┏━━

PR #799, opened 2021-04-19
auth adjustments: fallback to query token

veggiesaurus:
Attempts to authenticate using URL query token if cookies or auth headers aren't available. This solves the issue of authenticating when the frontend and backend are hosted in separate locations.

### DIFF
--- a/src/Util.cc
+++ b/src/Util.cc
@@ -327,7 +327,6 @@ string IPAsText(string_view binary) {
 }
 
 string GetAuthToken(uWS::HttpRequest* http_request) {
-    string req_token;
     // First try the cookie auth token
     string cookie_header = string(http_request->getHeader("cookie"));
     if (!cookie_header.empty()) {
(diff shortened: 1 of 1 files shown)


veggiesaurus:
@ajm-asiaa has requested this for the electron app and archive

confluence (approved):
Looks fine to me.

veggiesaurus:
Will merge in once @ajm-asiaa has tested with his archive build

markccchiang (approved):

ajm-ska:
@veggiesaurus I have tried it in my local ALMA-archive test implementation. It accepts the token and connects with the backend now.

However, I have noticed a new problem. It looks like the automatic file opening feature no longer works (i.e. adding &file=<image name> to the end of URL). It doesn't work with --debug_no_auth either, so it is probably related to some other change in the backend or frontend, or the way to use it has changed? 
Anyway, for now this Pull Request solves the token problem. 
I'll raise the automatic file opening issue on Slack.

PR #801, opened 2021-04-21
adjust block_for_millis function

veggiesaurus:
This should fix the MacOS timing issues with the `block_for_millis` function in the TestTimer unit tests

### DIFF
--- a/test/CMakeLists.txt
+++ b/test/CMakeLists.txt
@@ -17,7 +17,7 @@ set(CMAKE_CXX_FLAGS "${CMAKE_CXX_FLAGS}")
 # Needed by clang-tidy and other clang tools
 set(CMAKE_EXPORT_COMPILE_COMMANDS ON)
 
-set(TEST_COMMON_LIBS gtest gtest_main)
+set(TEST_COMMON_LIBS gtest gtest_main fmt)
 
 enable_testing()
 find_package(GTest)
--- a/test/TestTimer.cc
+++ b/test/TestTimer.cc
@@ -7,8 +7,8 @@
 #include <chrono>
 #include <thread>
 
-#include <gtest/gtest.h>
 #include <fmt/format.h>
+#include <gtest/gtest.h>
 
 #include "../src/Timer/Timer.h"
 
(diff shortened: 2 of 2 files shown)


ajm-ska:
I have run `./carta_backend_tests  --gtest_filter="Timer*" --gtest_repeat=100` multiple times for this branch on MacOS, but also on other older branches but could not reproduce a failure.

Then I tried running full set of tests multiple times `./carta_backend_tests --gtest_repeat=100`
I noticed that when Jenkins was still in the process of running the other ICD tests then I got multiple TimerTest failures, unfortunately both in older branches and this branch...

So it seems TimerTests fail if the system is busy. Perhaps the Mac doesn't have enough threads? What should we do?

ajm-ska:
Maybe we might as well go ahead and merge it? It might help reduce the chances of failure somewhat?

veggiesaurus:
@ajm-asiaa I have another commit that should _really_ solve this :facepalm: Could you give it a go again?

ajm-ska:
I set`./carta_backend_tests --gtest_repeat=100` running while Jenkins was busy running the ICD tests.

Unfortunately I got one failed case while the animator ICD test were running, two failed cases while the contour ICD tests were running, one failed case when the region statistics were running, one failed case while region manipulation ICD tests were running. In all cases, it was the same test:

> [  PASSED  ] 123 tests.
> [  FAILED  ] 1 test, listed below:
> [  FAILED  ] TimerTest.MeasurementStringWorks

In fact, by having the Unit Tests running continuously at the same time as the ICD tests, it probably caused the Animator ICD tests to fail (Jenkins run 6).

I think it is less 'flaky' than before at least.

veggiesaurus:
@ajm-asiaa ok, I've updated the measurement string test as well

ajm-ska:
I have noticed two different tests failed this time:

> [  FAILED  ] 1 test, listed below:
> [  FAILED  ] TimerTest.AccurateAverage
 

> [  FAILED  ] 1 test, listed below:
> [  FAILED  ] TileEncodingTest.RoundTrip

veggiesaurus:
@ajm-asiaa can I merge these in as they are "less flaky" than before?

ajm-ska (approved):
Yes. A lot better than before.

PR #320, opened 2022-03-01
Analyzer: Add feature - Add result summary in excel,md,html format

yukirora:
**Description**
Add result summary in excel,md,html format.

**Major Revision**
- Add ResultSummary class to support result summary in excel,md,html format.
- Abstract RuleBase class for common-used functions in DataDiagnosis and ResultSummary.


cp5555 (approved):

superbench/analyzer/file_handler.py
```diff
@@ -221,3 +222,29 @@ def output_lines_in_html(lines, output_path):
...
+
+    Args:
+        ws (worksheet): the worksheet of the excel to process
+        row (int): the max row index to merge
+        column (int): the index of the column to merge
+    """
+    dict_from = {}
+    aligncenter = Alignment(horizontal='center', vertical='center')
+    # record continuous row index (start, end) with the same content
+    for row_index in range(1, row + 1):
```
guoshzhao, line 238: Does worksheet always have the title row?

superbench/analyzer/file_handler.py
```diff
@@ -221,3 +222,29 @@ def output_lines_in_html(lines, output_path):
             f.writelines(html_str)
     except Exception as e:
         logger.error('FileHandler: html_data_output - {}'.format(str(e)))
+
+
+def merge_column_in_excel(ws, row, column):
```
guoshzhao, line 227: So the input data should make sure that the same contents should be continuous? Should we add some check?

superbench/analyzer/result_summary.py
```diff
@@ -0,0 +1,244 @@
...
+            logger.log_and_raise(exception=Exception, msg='{} lack of metrics'.format(name))
+        if 'statistics' not in rule:
+            logger.log_and_raise(exception=Exception, msg='{} lack of function'.format(name))
+        # convert single statistic str to list
+        if not isinstance(rule['statistics'], list):
+            rule['statistics'] = [rule['statistics']]
+        # check statistics format, should be SummaryType or p\d\d?
+        for function in rule['statistics']:
+            if not (re.fullmatch(r'p\d\d?', function) or isinstance(SummaryType(function), SummaryType)):
+                logger.log_and_raise(exception=Exception, msg='{} invalid function name'.format(name))
```
guoshzhao, line 42: Here should be `format(function)` not `format(name)`?
But if `SummaryType(function)` raise Exception, this line will not get the chance to execute.

superbench/analyzer/result_summary.py
```diff
@@ -0,0 +1,244 @@
...
+                summary_df_of_rule = data_analysis.round_significant_decimal_places(
+                    summary_df_of_rule, round, list(summary_df_of_rule.columns)
+                )
+            # format summary_df of a rule to list of lines
+            summary_lines_of_rule = self._format_summary_of_rule(category, summary_df_of_rule)
+            summary[category] = summary_lines_of_rule
+
+        return summary
+
+    def gen_md_lines(self, summary):
```
guoshzhao, line 158: why some function name use `generate`, and other use `gen`?

superbench/analyzer/file_handler.py
yukirora: no, it doesn't have title, 1 is the first index in worksheet

superbench/analyzer/file_handler.py
yukirora: I think this function is designed to merge the cells for continuous same contents rather than merge cells for same contents. if the contents are not continuous but the same, it means they don't want to be merged, that depends on how the input data want to display.

superbench/analyzer/result_summary.py
yukirora: unify to generate

superbench/analyzer/result_summary.py
yukirora: 1. the name is a tip for rule name only, but I can add function name in the end. 
2. yes, add a try for that, and

guoshzhao (approved):

hpourreza:
Thanks @yukirora. Could you please write a readme here, https://github.com/microsoft/superbenchmark/tree/main/superbench/analyzer, for example on what the expected input and the produced output will look like? Maybe you already have this readme.

PR #330, opened 2022-03-16
Bug: Benchmarks - remove fp16  samples type converting time for cnn and lstm models

yukirora:
**Description**
Remove fp16  samples type converting time for cnn and lstm models.

### DIFF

┗━━

The required output is the full set of entries, reproduced verbatim.

▶ **Written solution**:
PR #799, opened 2021-04-19
auth adjustments: fallback to query token

veggiesaurus:
Attempts to authenticate using URL query token if cookies or auth headers aren't available. This solves the issue of authenticating when the frontend and backend are hosted in separate locations.

### DIFF
--- a/src/Util.cc
+++ b/src/Util.cc
@@ -327,7 +327,6 @@ string IPAsText(string_view binary) {
 }
 
 string GetAuthToken(uWS::HttpRequest* http_request) {
-    string req_token;
     // First try the cookie auth token
     string cookie_header = string(http_request->getHeader("cookie"));
     if (!cookie_header.empty()) {
(diff shortened: 1 of 1 files shown)


veggiesaurus:
@ajm-asiaa has requested this for the electron app and archive

confluence (approved):
Looks fine to me.

veggiesaurus:
Will merge in once @ajm-asiaa has tested with his archive build

markccchiang (approved):

ajm-ska:
@veggiesaurus I have tried it in my local ALMA-archive test implementation. It accepts the token and connects with the backend now.

However, I have noticed a new problem. It looks like the automatic file opening feature no longer works (i.e. adding &file=<image name> to the end of URL). It doesn't work with --debug_no_auth either, so it is probably related to some other change in the backend or frontend, or the way to use it has changed? 
Anyway, for now this Pull Request solves the token problem. 
I'll raise the automatic file opening issue on Slack.

PR #801, opened 2021-04-21
adjust block_for_millis function

veggiesaurus:
This should fix the MacOS timing issues with the `block_for_millis` function in the TestTimer unit tests

### DIFF
--- a/test/CMakeLists.txt
+++ b/test/CMakeLists.txt
@@ -17,7 +17,7 @@ set(CMAKE_CXX_FLAGS "${CMAKE_CXX_FLAGS}")
 # Needed by clang-tidy and other clang tools
 set(CMAKE_EXPORT_COMPILE_COMMANDS ON)
 
-set(TEST_COMMON_LIBS gtest gtest_main)
+set(TEST_COMMON_LIBS gtest gtest_main fmt)
 
 enable_testing()
 find_package(GTest)
--- a/test/TestTimer.cc
+++ b/test/TestTimer.cc
@@ -7,8 +7,8 @@
 #include <chrono>
 #include <thread>
 
-#include <gtest/gtest.h>
 #include <fmt/format.h>
+#include <gtest/gtest.h>
 
 #include "../src/Timer/Timer.h"
 
(diff shortened: 2 of 2 files shown)


ajm-ska:
I have run `./carta_backend_tests  --gtest_filter="Timer*" --gtest_repeat=100` multiple times for this branch on MacOS, but also on other older branches but could not reproduce a failure.

Then I tried running full set of tests multiple times `./carta_backend_tests --gtest_repeat=100`
I noticed that when Jenkins was still in the process of running the other ICD tests then I got multiple TimerTest failures, unfortunately both in older branches and this branch...

So it seems TimerTests fail if the system is busy. Perhaps the Mac doesn't have enough threads? What should we do?

ajm-ska:
Maybe we might as well go ahead and merge it? It might help reduce the chances of failure somewhat?

veggiesaurus:
@ajm-asiaa I have another commit that should _really_ solve this :facepalm: Could you give it a go again?

ajm-ska:
I set`./carta_backend_tests --gtest_repeat=100` running while Jenkins was busy running the ICD tests.

Unfortunately I got one failed case while the animator ICD test were running, two failed cases while the contour ICD tests were running, one failed case when the region statistics were running, one failed case while region manipulation ICD tests were running. In all cases, it was the same test:

> [  PASSED  ] 123 tests.
> [  FAILED  ] 1 test, listed below:
> [  FAILED  ] TimerTest.MeasurementStringWorks

In fact, by having the Unit Tests running continuously at the same time as the ICD tests, it probably caused the Animator ICD tests to fail (Jenkins run 6).

I think it is less 'flaky' than before at least.

veggiesaurus:
@ajm-asiaa ok, I've updated the measurement string test as well

ajm-ska:
I have noticed two different tests failed this time:

> [  FAILED  ] 1 test, listed below:
> [  FAILED  ] TimerTest.AccurateAverage
 

> [  FAILED  ] 1 test, listed below:
> [  FAILED  ] TileEncodingTest.RoundTrip

veggiesaurus:
@ajm-asiaa can I merge these in as they are "less flaky" than before?

ajm-ska (approved):
Yes. A lot better than before.

PR #320, opened 2022-03-01
Analyzer: Add feature - Add result summary in excel,md,html format

yukirora:
**Description**
Add result summary in excel,md,html format.

**Major Revision**
- Add ResultSummary class to support result summary in excel,md,html format.
- Abstract RuleBase class for common-used functions in DataDiagnosis and ResultSummary.


cp5555 (approved):

superbench/analyzer/file_handler.py
```diff
@@ -221,3 +222,29 @@ def output_lines_in_html(lines, output_path):
...
+
+    Args:
+        ws (worksheet): the worksheet of the excel to process
+        row (int): the max row index to merge
+        column (int): the index of the column to merge
+    """
+    dict_from = {}
+    aligncenter = Alignment(horizontal='center', vertical='center')
+    # record continuous row index (start, end) with the same content
+    for row_index in range(1, row + 1):
```
guoshzhao, line 238: Does worksheet always have the title row?

superbench/analyzer/file_handler.py
```diff
@@ -221,3 +222,29 @@ def output_lines_in_html(lines, output_path):
             f.writelines(html_str)
     except Exception as e:
         logger.error('FileHandler: html_data_output - {}'.format(str(e)))
+
+
+def merge_column_in_excel(ws, row, column):
```
guoshzhao, line 227: So the input data should make sure that the same contents should be continuous? Should we add some check?

superbench/analyzer/result_summary.py
```diff
@@ -0,0 +1,244 @@
...
+            logger.log_and_raise(exception=Exception, msg='{} lack of metrics'.format(name))
+        if 'statistics' not in rule:
+            logger.log_and_raise(exception=Exception, msg='{} lack of function'.format(name))
+        # convert single statistic str to list
+        if not isinstance(rule['statistics'], list):
+            rule['statistics'] = [rule['statistics']]
+        # check statistics format, should be SummaryType or p\d\d?
+        for function in rule['statistics']:
+            if not (re.fullmatch(r'p\d\d?', function) or isinstance(SummaryType(function), SummaryType)):
+                logger.log_and_raise(exception=Exception, msg='{} invalid function name'.format(name))
```
guoshzhao, line 42: Here should be `format(function)` not `format(name)`?
But if `SummaryType(function)` raise Exception, this line will not get the chance to execute.

superbench/analyzer/result_summary.py
```diff
@@ -0,0 +1,244 @@
...
+                summary_df_of_rule = data_analysis.round_significant_decimal_places(
+                    summary_df_of_rule, round, list(summary_df_of_rule.columns)
+                )
+            # format summary_df of a rule to list of lines
+            summary_lines_of_rule = self._format_summary_of_rule(category, summary_df_of_rule)
+            summary[category] = summary_lines_of_rule
+
+        return summary
+
+    def gen_md_lines(self, summary):
```
guoshzhao, line 158: why some function name use `generate`, and other use `gen`?

superbench/analyzer/file_handler.py
yukirora: no, it doesn't have title, 1 is the first index in worksheet

superbench/analyzer/file_handler.py
yukirora: I think this function is designed to merge the cells for continuous same contents rather than merge cells for same contents. if the contents are not continuous but the same, it means they don't want to be merged, that depends on how the input data want to display.

superbench/analyzer/result_summary.py
yukirora: unify to generate

superbench/analyzer/result_summary.py
yukirora: 1. the name is a tip for rule name only, but I can add function name in the end. 
2. yes, add a try for that, and

guoshzhao (approved):

hpourreza:
Thanks @yukirora. Could you please write a readme here, https://github.com/microsoft/superbenchmark/tree/main/superbench/analyzer, for example on what the expected input and the produced output will look like? Maybe you already have this readme.

PR #330, opened 2022-03-16
Bug: Benchmarks - remove fp16  samples type converting time for cnn and lstm models

yukirora:
**Description**
Remove fp16  samples type converting time for cnn and lstm models.

### DIFF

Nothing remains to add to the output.